Et c’est une réaction en chaîne : A chaque enseignement : Il dira, « Vous avez appris qu’Il a été dit:  Eh bien! moi je vous dis … »  Et ce jour nous entendons : « vous avez entendu qu’il a été dit : « œil pour œil, dent pour dent » Or moi, je vous dis de ne pas résister au méchant… à qui veut te faire un procès et prendre ta tunique, laisse-lui aussi le manteau… A qui te demande, donne, et à qui désire t’emprunter, ne tourne pas le dos…. »
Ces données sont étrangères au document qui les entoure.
Issue #202, opened 2020-08-24
Support LXD 4.0 virtual machines


jgraichen:
LXD 4.0 introduced virtual machine support. A new "instances" API had been added to manage containers and virtual machines using a uniform interface. I'd like to have the ability to manage LXD virtual machines with this provider too.

A very small quick fix would be adding a type field to `lxc_container` resources and using the new API (draft available in [00c38a8](https://github.com/jgraichen/terraform-provider-lxd/commit/00c38a8f2284d70e7e601fdf68449a0a6d952c19)). It does look a bit funny to schedule `lxd_container` resources that are of type "virtual-machines", though.

Another idea would be to add a new resource mirror the unified API e.g. `lxd_instance`. It might be a chance to change other things in non-compatible way, e.g. the `config = {}` behavior.

I'd like to invest some time and contribute but would be interested to have this coordinated with the maintainers and how the provider should evolve.

jgraichen:
> Since there is a dedicated API for instances, this is the best way to go.

It is not a standalone API for virtual machines, it is a new API to manage containers & virtual machines (https://lxd.readthedocs.io/en/latest/rest-api/#instances-containers-and-virtual-machines). This API creates virtual machines just like containers based on an additional `type = container | virtual-machine` attribute. Both instance types support the same configuration options, etc.

Having a single resource for containers and virtual machines means the wished type can be specified as an attribute, e.g. like this:

```
resource "lxd_instance" "test" {
  name = "test"
  type = "virtual-machine"
}
```

This is quite nice because it is easy to switch between containers and virtual machines without having to change the resource type. It could very well replace "lxd_container", or we could, similar to the LXD API expose three resources, `lxd_container`, `lxd_virtual_machine` and `lxd_instance`, but I would not like that.

> ~ It might be a chance to change other things in non-compatible way, e.g. the config = {} behavior.
> Which issue is this?

I am not sure. There was a discussion somewhere if changes to `config` should force a recreation of a container or not. I myself had issues a few time with changed config values but not wanting to recreate the container. I applied the changes manually to have it in sync again.

jtopjian:
> It is not a standalone API for virtual machines, it is a new API to manage containers & virtual machines

Right, understood.

I haven't read the API in detail nor looked up the actual function calls in the LXD library, so I might be missing key information.

[...]

PR #215, opened 2020-12-05
Support LXD virtual machine types

jgraichen:
This MR adds a new attribute `type` to the `lxd_container` resources which is mapped to the LXD instance type, and can be used to create virtual machines instead of containers with recent LXD releases.

Unfortunately, I do not have enough time right now to create a new resource type as discussed in #202 but this MR provided a backward-compatible way to define virtual machines using the existing resource. The API should be compatible with much older LXD versions as the LXD client itself will fallback to the container only API when the server does not support the newer instances API (on a HTTP REST level).

With this a basic support for virtual machines would be ready.

### DIFF
--- a/lxd/resource_lxd_container.go
+++ b/lxd/resource_lxd_container.go
@@ -33,6 +33,14 @@ func resourceLxdContainer() *schema.Resource {
 				Required: true,
 			},
 
+			"type": {
+				Type:         schema.TypeString,
+				ForceNew:     true,
+				Optional:     true,
+				Computed:     true,
+				ValidateFunc: resourceLxdValidateInstanceType,
+			},
+
 			"remote": {
 				Type:     schema.TypeString,
 				ForceNew: true,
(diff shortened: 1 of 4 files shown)


lxd/resource_lxd_container.go
```diff
@@ -247,13 +255,24 @@ func resourceLxdContainerCreate(d *schema.ResourceData, meta interface{}) error
...
+	instanceType := d.Get("type").(string)
+	if instanceType == "container" {
+		createReq.Type = api.InstanceTypeContainer
+	} else if instanceType == "virtual-machine" {
+		createReq.Type = api.InstanceTypeVM
+	} else if instanceType == "" {
+		createReq.Type = api.InstanceTypeAny
+	} else {
+		return fmt.Errorf("invalid type: %s", instanceType)
+	}
```
jtopjian, line 274: I think an `else if` clause for `any` needs to be added?

jgraichen: Thanks for the hint. I forgot to remove `any` at all, because LXD will always change `any` to either `container` or `virtual-machine`. This confuses terraform as it will always result in new changed to apply. The default blank string behaves like `any`.

jgraichen:
I had to skip the virtual-machine test case as Travis CI seems to not support virtualization at all.

lxd/resource_lxd_container.go
jtopjian: Do you think having a blank option is intuitive to users? Meaning, if a user chooses a blank string (or not set the option at all), the outcome will be what the user expects?

jgraichen: A blank string as the attribute value is invalid as it is rejected by `resourceLxdValidateInstanceType`:

```
Error: Instance must have a type of: [container virtual-machine]

  on main.tf line 15, in resource "lxd_container" "testtest":
  15: resource "lxd_container" "testtest" {
            type = ""
```

If basically means, if `type` is given, use it, otherwise give me any kind of instance. I am not sure if LXD has a setting for a default instance type, but that would be supported here without change.

jgraichen:
Rebased PR and tests are passing. Ready to be merged from my side.

@jtopjian @sl1pm4t Thanks for all your work today! It is a pleasure.

jtopjian (approved):
LGTM - thank you!

PR #216, opened 2020-12-05
Update alpine image used in tests

jgraichen:
The alpine/3.9 images has reached EOL and is not longer distributed by the LXD image servers.

---

I did thought about changing this to `alpine/edge` which should always be available but I am not sure about implications or previous experience and only changed to `alpine/3.12`.

With this the test suite is passing again. I'll rebase #215 after this has been merged.


jtopjian (approved):
LGTM - thank you!

PR #227, opened 2020-12-15
Don't Cause Rebuilds on Config Changes

jtopjian:
This commit removes the logic that causes containers
to be rebuilt on config changes.


jgraichen:
Can we get a new release that does include this change? 😇

PR #240, opened 2021-10-05
Do update container config on change

jgraichen:
The `config` attribute doesn't force a new resource anymore, but is not updated at all. Changes simply were ignored.

This PR adds the missing parts to update config keys when updating a container resource.


jgraichen:
This is the only failure I could identify:

```
=== RUN   TestAccContainer_basicEphemeral
    testing.go:745: Error destroying resource! WARNING: Dangling resources
        may exist. The full state and error is shown below.
        
        Error: errors during apply: Error waiting for container (topical-pigeon) to stop: Not Found
        
        State: lxd_container.container1:
          ID = topical-pigeon
          provider = provider.lxd
          config.% = 0
          device.# = 0
          ephemeral = true
          file.# = 0
          image = images:alpine/3.12/amd64
          ip_address = 10.242.212.45
          ipv4_address = 10.242.212.45
          ipv6_address = fd42:196e:2bcb:4364:216:3eff:feee:29fc
          limits.% = 0
          mac_address = 00:16:3e:ee:29:fc
          name = topical-pigeon
          privileged = false
          profiles.# = 1
          profiles.0 = default
          start_container = true
          status = Running
          target = none
          type = container
          wait_for_network = true
--- FAIL: TestAccContainer_basicEphemeral (22.73s)
```

jgraichen:
I've rebased the PR.

jgraichen:
As far as I see it, it is indeed ready.

I had some container where I needed to update the config without a rebuild, but that isn't available in `1.5.0`. I used a local build of the provider, and... nothing happened. This MR fixed that and worked.

I'd love to see a `1.6.0` release with this included. Configuring a local provider binary is quite a hassle in newer terraform versions. Thanks a lot!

Et c’est sur cette ultime  et dernière marche de l’échelle que Jésus nous dit :

« Vous avez entendu qu’il a été dit : Tu aimeras ton prochain et tu haïras ton ennemi, or moi, je vous dis : Aimez vos ennemis, et priez pour ceux qui vous persécutent » de sorte que vous deveniez fils de votre Père qui est aux cieux ».

Jésus nous redit des choses évidentes : aimez ceux qui nous aiment, c’est normal… saluez nos frères seulement, tous nous le faisons, mais aimez ceux et celles qui nous font du tort, qui agissent contre nous et leur vouloir du bien, alors là, c’est bien le summum de l’Amour ! C’est bien à cela que nous sommes appelés et nous sommes souvent loin de ce « parfait comme votre Père céleste est parfait ».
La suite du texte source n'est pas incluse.